(Beginning of Records for the exercise)
PR #176, opened 2025-09-30
Rewrite and expose size + data accumulation

jagerman:
This is useful for custom streams that have a similar need to decode a prefix-length block of data but aren't actually a BTRequestStream.

This also rewrites the accumulation to be simpler.

Finally this allows (and ignores) an empty BTRequestStream data (e.g. `0:`).  This was a fatal BTRequestStream error before, but could be useful, for instance as a no-op to keep a connection alive without a quic-level keep-alive.

### DIFF
--- a/include/oxen/quic/btstream.hpp
+++ b/include/oxen/quic/btstream.hpp
@@ -34,9 +34,9 @@ namespace oxen::quic
     // request sizes
     inline constexpr long long MAX_REQ_LEN = 10_M;
 
-    // maximum length of the bencoded request length string, including the `:`.  This must be large
-    // enough to hold `MAX_REQ_LEN` followed by a `:`.
-    inline constexpr size_t MAX_REQ_LEN_ENCODED = 9;  // "10000000:"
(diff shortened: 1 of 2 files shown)


include/oxen/quic/btstream.hpp
```diff
@@ -180,6 +180,38 @@ namespace oxen::quic
...
+
+    /// Accumulates data from a stream until reaching the given size.  This is typically used
+    /// immediately after `prefix_accumulator` to accumulate the amount of data indicated by the
+    /// prefix.  If the incoming data does not complete the size, it is appended to `buf` for a
+    /// repeated call to continue to accumulate (or complete).
+    ///
+    /// `req` is reduced by the size of accumulated data (which might, for instance, be the
+    /// beginning of the next request).
+    ///
+    /// Returns true if `buf` has been filled to the requested size, nullopt if more data is needed.
```
tewinget: obviously can't return nullopt, so I assume this should say false if more data needed

tewinget (approved):

PR #181, opened 2019-11-28
Update proxy connection ability

christian-bromann:
Since we have implemented the ability to route the socket connection to the iOS device via a proxy some things have updated (e.g. the way we communicate to the device with `appium-ios-device`). This PR intends to update the current behavior so that a proper connection on the proxy side can be established.

__Note:__ this is work in progress but I don't think much changes will be applied at this point.

### DIFF
--- a/lib/rpc-client.js
+++ b/lib/rpc-client.js
@@ -119,15 +119,15 @@ export default class RpcClient {
     } = opts;
     try {
       await this.waitForTarget(appIdKey, pageIdKey);
-      return await this.sendToDevice(command, opts, waitForResponse);
+      return this.sendToDevice(command, opts, waitForResponse);
     } catch (err) {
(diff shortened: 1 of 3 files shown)


lib/rpc-client.js
```diff
@@ -119,15 +119,15 @@ export default class RpcClient {
     } = opts;
     try {
       await this.waitForTarget(appIdKey, pageIdKey);
-      return await this.sendToDevice(command, opts, waitForResponse);
+      return this.sendToDevice(command, opts, waitForResponse);
```
imurchie: Just as a heads up, the `return await` is the style used in Appium, so it should remain.

yashLadha: Also, it will help to catch the rejection inside this function itself.

yashLadha: Also, it will help to catch the rejection inside this function itself.

PR #183, opened 2019-12-05
Throw 'TimeoutError' on executeAtomAsync when timeout is 0ms.

mattyg:
If the script timeout is set to 0ms and Runtime.awaitPromise is not available, executeAtomAsync never actually attempts to execute the script.

This causes an unclear error to be thrown from convertResult of helpers.js:  `Result has unexpected type: (object)`. The object is null.

With this PR, if script timeout is 0ms and Runtime.awaitPromise is not available, executeAtomAsync preemptively throws a TimeoutError.


imurchie:
This has been fixed by forcing it to run at least once.

PR #189, opened 2020-01-07
fix: add safariviewcontroller bundle id to standard list

imurchie:
Automatically find SafariViewController apps if available.

### DIFF
--- a/lib/helpers.js
+++ b/lib/helpers.js
@@ -124,12 +124,10 @@ function appIdForBundle (bundleId, appDict) {
 function getPossibleDebuggerAppKeys (bundleIds, appDict) {
   let proxiedAppIds = [];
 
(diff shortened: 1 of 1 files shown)


lib/helpers.js
```diff
@@ -123,8 +124,12 @@ function appIdForBundle (bundleId, appDict) {
 function getPossibleDebuggerAppKeys (bundleIds, appDict) {
   let proxiedAppIds = [];
 
+  const extraBundleIds = bundleIds.includes(SAFARI_WEB_VIEW_BUNDLE_ID)
```
mykola-mokhnach: `extraBundleIds = _.difference([SAFARI_WEB_VIEW_BUNDLE_ID, WILDCARD_BUNDLE_ID], bundleIds)`

imurchie: Not sure what that would accomplish.

PR #192, opened 2020-01-17
Feat: add possibility of full initialization if web inspector. 

imurchie:
Much of this is refactoring to organize the messages. And then add the possibility to do every step that desktop safari does when you start a web inspector debugging session. This is turned off by default. 

Once this is in I have some work to simplify things.

### DIFF
--- a/lib/remote-messages.js
+++ b/lib/remote-messages.js
@@ -50,12 +50,16 @@ class RemoteMessages {
   }
 
   indicateWebView (opts = {}) {
-    const {connId, appIdKey, pageIdKey} = opts;
-    const {enabled} = opts.opts;
+    const {
+      connId,
+      appIdKey,
+      pageIdKey,
+      enabled,
+    } = opts;
     return {
       __argument: {
         WIRApplicationIdentifierKey: appIdKey,
-        WIRIndicateEnabledKey: _.isUndefined(enabled) ? true : enabled,
+        WIRIndicateEnabledKey: _.isNil(enabled) ? true : enabled,
         WIRConnectionIdentifierKey: connId,
         WIRPageIdentifierKey: pageIdKey
       },
@@ -108,8 +112,8 @@ class RemoteMessages {
             includeCommandLineAPI: true,
             doNotPauseOnExceptionsAndMuteConsole: false,
             emulateUserGesture: false,
-            generatePreview: true,
-            saveResult: true,
+            generatePreview: false,
+            saveResult: false,
           }
         }),
       };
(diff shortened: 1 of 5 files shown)


lib/remote-messages.js
```diff
@@ -206,100 +210,199 @@ class RemoteMessages {
     let method, params;
 
     switch (command) {
+      /* BASIC COMMANDS */
       case 'setConnectionKey':
         return this.setConnectionKey({connId});
       case 'indicateWebView':
-        return this.indicateWebView({connId, appIdKey, pageIdKey, opts});
+        return this.indicateWebView({connId, appIdKey, pageIdKey, enabled: opts.enabled});
```
mykola-mokhnach: can we unpack `enabled` above?

lib/rpc-client.js
```diff
@@ -310,26 +316,129 @@ export default class RpcClient {
...
 
+    // go through the steps that the Desktop Safari system
+    // goes through to initialize the Web Inspector session
+
     const sendOpts = {
       appIdKey,
       pageIdKey,
     };
 
+    for (const enabled of [true, false]) {
```
mykola-mokhnach: what this magic loop is doing?

lib/rpc-client.js
```diff
@@ -310,26 +316,129 @@ export default class RpcClient {
...
+      shouldPause: false,
+    }, false);
+
+    await this.send('LayerTree.enable', sendOpts, false);
+    await this.send('Worker.enable', sendOpts, false);
+    await this.send('Canvas.enable', sendOpts, false);
+    await this.send('Console.enable', sendOpts, false);
+    await this.send('DOM.getDocument', sendOpts, false);
+    const loggingChannels = await this.send('Console.getLoggingChannels', sendOpts);
+    for (const source of (loggingChannels.channels || {}).map((entry) => entry.source)) {
```
mykola-mokhnach: can `map` be applied to an object?

mykola-mokhnach:
tests, probably, need some updates

imurchie:
No need to update the tests. This is all refactoring other than adding a flag to do the I initialization.

lib/rpc-client.js
imurchie: Sending a `true` then a `false` to the same command. This highlights and then unhighlights the webview.

lib/rpc-client.js
imurchie: Nope. Fixing.

lib/rpc-client.js
mykola-mokhnach: would be nice to have some comment there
(End of Records for the exercise)
= To do =
Word for word, restate the lines of the listing above starting at the line with "(diff shortened: 1 of 3 files shown)" and ending at the line with "This causes an", and nothing outside them.

= Answer to this exercise =
(diff shortened: 1 of 3 files shown)


lib/rpc-client.js
```diff
@@ -119,15 +119,15 @@ export default class RpcClient {
     } = opts;
     try {
       await this.waitForTarget(appIdKey, pageIdKey);
-      return await this.sendToDevice(command, opts, waitForResponse);
+      return this.sendToDevice(command, opts, waitForResponse);
```
imurchie: Just as a heads up, the `return await` is the style used in Appium, so it should remain.

yashLadha: Also, it will help to catch the rejection inside this function itself.

yashLadha: Also, it will help to catch the rejection inside this function itself.

PR #183, opened 2019-12-05
Throw 'TimeoutError' on executeAtomAsync when timeout is 0ms.

mattyg:
If the script timeout is set to 0ms and Runtime.awaitPromise is not available, executeAtomAsync never actually attempts to execute the script.

This causes an unclear error to be thrown from convertResult of helpers.js:  `Result has unexpected type: (object)`. The object is null.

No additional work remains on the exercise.